Material for this task:
Issue #5916, opened 2024-03-12
`MutJson.del`


eladcon:
### Use Case

want to delete a key of a json object

```wing
let x = MutJson{a:1};
x.del("a");
```

### Community Notes

* Please vote by adding a 👍 reaction to the issue to help us prioritize.
* If you are interested to work on this issue, please leave a comment.
* If this issue is labeled **needs-discussion**, it means the spec has not been finalized yet. Please reach out on the #dev channel in the [Wing Slack](https://t.winglang.io/slack).

partha04patel:
If no one’s working on this/ no one minds, I could try giving this a shot!

staycoolcall911:
Sounds good, @partha04patel - you got it!
In case you have any questions, you're welcome to ask them here or on our [Slack’s `#dev` channel](https://t.winglang.io/slack)

staycoolcall911:
This was implemented in #6236

PR #6236, opened 2024-04-14
feat(sdk)!: add delete method for MutJson class

partha04patel:
## Checklist

- [x] Tests added (always)

BREAKING CHANGE: `has()` removed from static `Json`. It is now an instance method on `Json` objects.


partha04patel:
meant as resolution for https://github.com/winglang/wing/issues/5916

examples/tests/sdk_tests/std/json.test.w
```diff
@@ -178,4 +178,25 @@ test "deepCopy(), deepCopyMut()" {
   assert(copy != copyMut);
 
   assert(copyMut.get("object") == mutation);
+}
+
+test "delete() for MutJson" {
+  let mutObj = MutJson { x: 1, y: 2 };
+  mutObj.delete("x");
+  let assertThrows = (expected: str, block: (): void) => {
```
eladb, line 186: I think you can just use `Json.has(x)` instead to verify that the key was deleted. No?

partha04patel: I don't think I can since the has() method doesn't exist for the MutJson class from what I understand

partha04patel: has() method added to MutJson class as part of this PR!

MarkMcCulloh (approved):

libs/wingsdk/src/std/json.ts
```diff
@@ -453,4 +449,31 @@ export class MutJson {
...
+   * @macro (delete ($self$)[$args$])
+   *
+   * @param key The key
+   * @returns true if the given key is no longer present
+   */
+
+  public delete(key: string): boolean {
+    key;
+    throw new Error("Macro");
+  }
```
Chriscbr, line 465: What happens if `delete()` is called on something that isn't a map? like `Json true` or `Json [1, 2, 3]`? Can we add tests for this?

MarkMcCulloh: It should return true (matching the return comment). 
null is also technically valid json and that would throw here (bad), but most of our json methods wouldn't correctly handle null anyways.
Agree a test would be good, my b for approving without more tests.

partha04patel: I could try adding extra tests for some of those edge cases in another PR!

PR #6238, opened 2024-04-14
fix(vscode): wing debugger is not a default choice for .w files

MarkMcCulloh:
Missed this change in https://github.com/winglang/wing/pull/6217

Now vscode will automatically use the builtin debugger when you have a wing file open instead of asking you to pick one


staycoolcall911 (approved):
Amazing!

PR #6243, opened 2024-04-15
feat(console): map v2

skyrpex:
Changes the Console map's relationships and look & feel. Now, the relationships show the data flow of the application. In other words, it shows inflight to inflight relationships.

There are planned tasks to improve the map:

- Hide the implementation of complex nodes, and allow diving into these nodes to see their implementation
- Clean the implementation now that everything is clear on hindsight
- Avoid multiple connections to the same inflight from merging


apps/wing-console/console/app/demo/main.w
```diff
@@ -162,7 +162,6 @@ test "Add fixtures" {
   counter.inc(100);
 }
```
eladb, line 163: Does this have to be laid out horizontally? Is it possible to distribute them throughout the space?

Screenshot 2024-05-06 at 16 16 38

skyrpex: There's some configuration options we can use to hint the overall direction of the map. Can you share this app's code so I can try it?

skyrpex:
Changing to draft since I'm going to apply some changes.

apps/wing-console/console/app/demo/main.w
eladb: That's okay for now.

apps/wing-console/console/app/demo/main.w
```diff
@@ -162,7 +162,6 @@ test "Add fixtures" {
...
 
-
 class WidgetService {
```
eladb, line 165: @skyrpex I am trying this code:

```js
bring cloud;

class Foo {
  new() {
    let b = new cloud.Bucket();
  }
}

let foo = new Foo() as "foo";
for i in 0..10 {
  let bar = new Foo() as "bar-{i}";
  nodeof(foo).addConnection(source: foo, target: bar, name: "boom");
}
```

And I see a few issues:

1. I don't see the buckets
2. When I click on the connections it really show me the interaction panel for the connection.
3. The layout is weird. I expected something that is more organized...

image


I think it's important to make sure that *all connections are displayed*, not only the ones that connect to inflight methods!

skyrpex: > I don't see the buckets

Solved the buckets issue.

> When I click on the connections it really show me the interaction panel for the connection

Not sure what you mean...

> The layout is weird. I expected something that is more organized...

From what I've seen, this is controlled by the [Node Layering Strategy](https://eclipse.dev/elk/reference/options/org-eclipse-elk-layered-layering-strategy.html). If we use `MIN_WIDTH`, it's layered mostly horizontally like your screenshot. If we use `NETWORK_SIMPLEX`, it's layered mostly vertically but it's more organized.

There are more options for the layering strategy, and some of them are "advanced" which means that they are further controlled by specific options. My take right now is to use `NETWORK_SIMPLEX`, which is more vertical'ish but feels more organized:

image

And then, keep tweaking all these advanced configuration options until we find what we're looking for.

ainvoner: @skyrpex we can also choose some preferred layout presets and enable users to choose their favorite according to their applications using a simple dropdown

ainvoner: I'll open an issue so we will be able to discuss it

skyrpex:
Found a scrolling bug, will fix.

ainvoner (approved):

ainvoner:
Great job man!!!!

skyrpex:
> Great job man!!!!

Thank you!

eladb:
Amazing work!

Your objective: Which lines of the data include the string "connections"? Copy each of them.

Result of this exercise:
- Avoid multiple connections to the same inflight from merging
2. When I click on the connections it really show me the interaction panel for the connection.
I think it's important to make sure that *all connections are displayed*, not only the ones that connect to inflight methods!
> When I click on the connections it really show me the interaction panel for the connection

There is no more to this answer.